ASSIGNED TASK
What do the entries below say? Restate them word for word.

Stored data:
+--
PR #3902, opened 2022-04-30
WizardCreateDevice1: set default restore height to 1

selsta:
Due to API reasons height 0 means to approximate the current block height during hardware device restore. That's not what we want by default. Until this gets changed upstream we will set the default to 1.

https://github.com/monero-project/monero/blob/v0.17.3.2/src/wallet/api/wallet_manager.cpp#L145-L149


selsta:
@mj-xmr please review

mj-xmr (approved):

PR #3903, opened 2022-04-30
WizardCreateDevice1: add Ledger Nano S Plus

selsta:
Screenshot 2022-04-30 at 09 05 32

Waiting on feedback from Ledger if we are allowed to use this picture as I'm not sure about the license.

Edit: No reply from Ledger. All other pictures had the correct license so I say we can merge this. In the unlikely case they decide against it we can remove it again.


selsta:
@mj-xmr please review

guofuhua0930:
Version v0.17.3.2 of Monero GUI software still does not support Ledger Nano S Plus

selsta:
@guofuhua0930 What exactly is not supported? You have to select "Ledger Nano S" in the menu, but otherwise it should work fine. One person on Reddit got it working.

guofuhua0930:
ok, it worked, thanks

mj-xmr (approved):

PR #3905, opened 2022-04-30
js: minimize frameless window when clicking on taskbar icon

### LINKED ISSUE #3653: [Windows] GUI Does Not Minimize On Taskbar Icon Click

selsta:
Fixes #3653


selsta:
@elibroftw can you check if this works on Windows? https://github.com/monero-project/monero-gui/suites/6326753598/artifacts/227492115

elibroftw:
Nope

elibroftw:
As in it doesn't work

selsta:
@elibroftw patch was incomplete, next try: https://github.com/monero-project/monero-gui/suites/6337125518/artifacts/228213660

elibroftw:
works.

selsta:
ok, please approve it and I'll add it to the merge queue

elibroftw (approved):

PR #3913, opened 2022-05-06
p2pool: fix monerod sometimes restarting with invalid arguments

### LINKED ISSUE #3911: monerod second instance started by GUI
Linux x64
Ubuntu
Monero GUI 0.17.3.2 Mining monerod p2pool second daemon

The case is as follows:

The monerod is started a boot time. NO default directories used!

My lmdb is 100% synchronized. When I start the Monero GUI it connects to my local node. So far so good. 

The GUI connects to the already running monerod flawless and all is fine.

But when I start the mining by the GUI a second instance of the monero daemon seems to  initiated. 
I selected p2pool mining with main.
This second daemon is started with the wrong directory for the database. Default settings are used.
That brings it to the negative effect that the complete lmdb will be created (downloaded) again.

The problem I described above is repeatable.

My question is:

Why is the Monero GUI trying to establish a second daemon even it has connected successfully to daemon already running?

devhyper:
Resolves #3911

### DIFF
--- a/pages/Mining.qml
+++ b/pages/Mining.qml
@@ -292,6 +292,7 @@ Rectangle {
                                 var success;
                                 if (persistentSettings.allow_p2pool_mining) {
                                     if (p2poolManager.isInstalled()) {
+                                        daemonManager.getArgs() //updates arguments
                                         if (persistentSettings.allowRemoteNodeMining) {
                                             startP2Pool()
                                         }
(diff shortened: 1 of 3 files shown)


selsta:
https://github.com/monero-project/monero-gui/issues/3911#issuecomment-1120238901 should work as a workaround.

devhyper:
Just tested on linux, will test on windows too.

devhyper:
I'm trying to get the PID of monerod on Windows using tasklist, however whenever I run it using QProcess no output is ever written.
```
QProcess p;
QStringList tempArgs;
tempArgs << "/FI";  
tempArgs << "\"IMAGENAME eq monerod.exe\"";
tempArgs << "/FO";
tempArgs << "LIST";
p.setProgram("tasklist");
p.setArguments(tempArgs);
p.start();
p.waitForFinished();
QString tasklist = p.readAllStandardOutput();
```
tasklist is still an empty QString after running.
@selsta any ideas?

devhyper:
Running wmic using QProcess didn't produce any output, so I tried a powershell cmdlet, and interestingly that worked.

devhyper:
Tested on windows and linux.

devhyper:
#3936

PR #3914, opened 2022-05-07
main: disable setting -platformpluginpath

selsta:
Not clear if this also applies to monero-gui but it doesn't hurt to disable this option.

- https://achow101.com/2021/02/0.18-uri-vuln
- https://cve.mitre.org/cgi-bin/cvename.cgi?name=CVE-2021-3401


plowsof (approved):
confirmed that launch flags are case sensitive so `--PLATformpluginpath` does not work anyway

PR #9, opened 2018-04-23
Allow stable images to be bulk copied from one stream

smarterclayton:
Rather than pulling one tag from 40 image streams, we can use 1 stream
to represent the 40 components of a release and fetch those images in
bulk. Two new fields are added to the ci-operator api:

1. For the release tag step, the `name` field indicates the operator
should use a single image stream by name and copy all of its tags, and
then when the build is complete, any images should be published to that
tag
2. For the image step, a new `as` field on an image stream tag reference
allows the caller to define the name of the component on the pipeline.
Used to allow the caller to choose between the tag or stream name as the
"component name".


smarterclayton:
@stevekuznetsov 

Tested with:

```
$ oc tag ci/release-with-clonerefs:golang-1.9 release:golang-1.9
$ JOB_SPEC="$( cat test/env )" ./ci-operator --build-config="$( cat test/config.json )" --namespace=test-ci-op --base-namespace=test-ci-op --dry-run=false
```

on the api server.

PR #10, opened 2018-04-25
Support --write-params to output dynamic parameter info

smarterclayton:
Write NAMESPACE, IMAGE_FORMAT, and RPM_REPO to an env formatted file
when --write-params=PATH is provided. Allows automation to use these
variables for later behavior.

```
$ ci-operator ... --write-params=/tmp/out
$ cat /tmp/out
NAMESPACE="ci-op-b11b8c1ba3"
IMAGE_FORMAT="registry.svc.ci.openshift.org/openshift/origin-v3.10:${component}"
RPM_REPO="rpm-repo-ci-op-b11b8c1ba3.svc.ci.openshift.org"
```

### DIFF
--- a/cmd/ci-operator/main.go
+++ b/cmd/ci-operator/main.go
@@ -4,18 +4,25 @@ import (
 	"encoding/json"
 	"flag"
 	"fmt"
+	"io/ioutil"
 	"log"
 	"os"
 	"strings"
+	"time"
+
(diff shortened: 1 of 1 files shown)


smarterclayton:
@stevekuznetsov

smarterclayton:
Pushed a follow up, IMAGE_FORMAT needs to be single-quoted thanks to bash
+--
ANSWER TO THIS PROBLEM
PR #3902, opened 2022-04-30
WizardCreateDevice1: set default restore height to 1

selsta:
Due to API reasons height 0 means to approximate the current block height during hardware device restore. That's not what we want by default. Until this gets changed upstream we will set the default to 1.

https://github.com/monero-project/monero/blob/v0.17.3.2/src/wallet/api/wallet_manager.cpp#L145-L149


selsta:
@mj-xmr please review

mj-xmr (approved):

PR #3903, opened 2022-04-30
WizardCreateDevice1: add Ledger Nano S Plus

selsta:
Screenshot 2022-04-30 at 09 05 32

Waiting on feedback from Ledger if we are allowed to use this picture as I'm not sure about the license.

Edit: No reply from Ledger. All other pictures had the correct license so I say we can merge this. In the unlikely case they decide against it we can remove it again.


selsta:
@mj-xmr please review

guofuhua0930:
Version v0.17.3.2 of Monero GUI software still does not support Ledger Nano S Plus

selsta:
@guofuhua0930 What exactly is not supported? You have to select "Ledger Nano S" in the menu, but otherwise it should work fine. One person on Reddit got it working.

guofuhua0930:
ok, it worked, thanks

mj-xmr (approved):

PR #3905, opened 2022-04-30
js: minimize frameless window when clicking on taskbar icon

### LINKED ISSUE #3653: [Windows] GUI Does Not Minimize On Taskbar Icon Click

selsta:
Fixes #3653


selsta:
@elibroftw can you check if this works on Windows? https://github.com/monero-project/monero-gui/suites/6326753598/artifacts/227492115

elibroftw:
Nope

elibroftw:
As in it doesn't work

selsta:
@elibroftw patch was incomplete, next try: https://github.com/monero-project/monero-gui/suites/6337125518/artifacts/228213660

elibroftw:
works.

selsta:
ok, please approve it and I'll add it to the merge queue

elibroftw (approved):

PR #3913, opened 2022-05-06
p2pool: fix monerod sometimes restarting with invalid arguments

### LINKED ISSUE #3911: monerod second instance started by GUI
Linux x64
Ubuntu
Monero GUI 0.17.3.2 Mining monerod p2pool second daemon

The case is as follows:

The monerod is started a boot time. NO default directories used!

My lmdb is 100% synchronized. When I start the Monero GUI it connects to my local node. So far so good. 

The GUI connects to the already running monerod flawless and all is fine.

But when I start the mining by the GUI a second instance of the monero daemon seems to  initiated. 
I selected p2pool mining with main.
This second daemon is started with the wrong directory for the database. Default settings are used.
That brings it to the negative effect that the complete lmdb will be created (downloaded) again.

The problem I described above is repeatable.

My question is:

Why is the Monero GUI trying to establish a second daemon even it has connected successfully to daemon already running?

devhyper:
Resolves #3911

### DIFF
--- a/pages/Mining.qml
+++ b/pages/Mining.qml
@@ -292,6 +292,7 @@ Rectangle {
                                 var success;
                                 if (persistentSettings.allow_p2pool_mining) {
                                     if (p2poolManager.isInstalled()) {
+                                        daemonManager.getArgs() //updates arguments
                                         if (persistentSettings.allowRemoteNodeMining) {
                                             startP2Pool()
                                         }
(diff shortened: 1 of 3 files shown)


selsta:
https://github.com/monero-project/monero-gui/issues/3911#issuecomment-1120238901 should work as a workaround.

devhyper:
Just tested on linux, will test on windows too.

devhyper:
I'm trying to get the PID of monerod on Windows using tasklist, however whenever I run it using QProcess no output is ever written.
```
QProcess p;
QStringList tempArgs;
tempArgs << "/FI";  
tempArgs << "\"IMAGENAME eq monerod.exe\"";
tempArgs << "/FO";
tempArgs << "LIST";
p.setProgram("tasklist");
p.setArguments(tempArgs);
p.start();
p.waitForFinished();
QString tasklist = p.readAllStandardOutput();
```
tasklist is still an empty QString after running.
@selsta any ideas?

devhyper:
Running wmic using QProcess didn't produce any output, so I tried a powershell cmdlet, and interestingly that worked.

devhyper:
Tested on windows and linux.

devhyper:
#3936

PR #3914, opened 2022-05-07
main: disable setting -platformpluginpath

selsta:
Not clear if this also applies to monero-gui but it doesn't hurt to disable this option.

- https://achow101.com/2021/02/0.18-uri-vuln
- https://cve.mitre.org/cgi-bin/cvename.cgi?name=CVE-2021-3401


plowsof (approved):
confirmed that launch flags are case sensitive so `--PLATformpluginpath` does not work anyway

PR #9, opened 2018-04-23
Allow stable images to be bulk copied from one stream

smarterclayton:
Rather than pulling one tag from 40 image streams, we can use 1 stream
to represent the 40 components of a release and fetch those images in
bulk. Two new fields are added to the ci-operator api:

1. For the release tag step, the `name` field indicates the operator
should use a single image stream by name and copy all of its tags, and
then when the build is complete, any images should be published to that
tag
2. For the image step, a new `as` field on an image stream tag reference
allows the caller to define the name of the component on the pipeline.
Used to allow the caller to choose between the tag or stream name as the
"component name".


smarterclayton:
@stevekuznetsov 

Tested with:

```
$ oc tag ci/release-with-clonerefs:golang-1.9 release:golang-1.9
$ JOB_SPEC="$( cat test/env )" ./ci-operator --build-config="$( cat test/config.json )" --namespace=test-ci-op --base-namespace=test-ci-op --dry-run=false
```

on the api server.

PR #10, opened 2018-04-25
Support --write-params to output dynamic parameter info

smarterclayton:
Write NAMESPACE, IMAGE_FORMAT, and RPM_REPO to an env formatted file
when --write-params=PATH is provided. Allows automation to use these
variables for later behavior.

```
$ ci-operator ... --write-params=/tmp/out
$ cat /tmp/out
NAMESPACE="ci-op-b11b8c1ba3"
IMAGE_FORMAT="registry.svc.ci.openshift.org/openshift/origin-v3.10:${component}"
RPM_REPO="rpm-repo-ci-op-b11b8c1ba3.svc.ci.openshift.org"
```

### DIFF
--- a/cmd/ci-operator/main.go
+++ b/cmd/ci-operator/main.go
@@ -4,18 +4,25 @@ import (
 	"encoding/json"
 	"flag"
 	"fmt"
+	"io/ioutil"
 	"log"
 	"os"
 	"strings"
+	"time"
+
(diff shortened: 1 of 1 files shown)


smarterclayton:
@stevekuznetsov

smarterclayton:
Pushed a follow up, IMAGE_FORMAT needs to be single-quoted thanks to bash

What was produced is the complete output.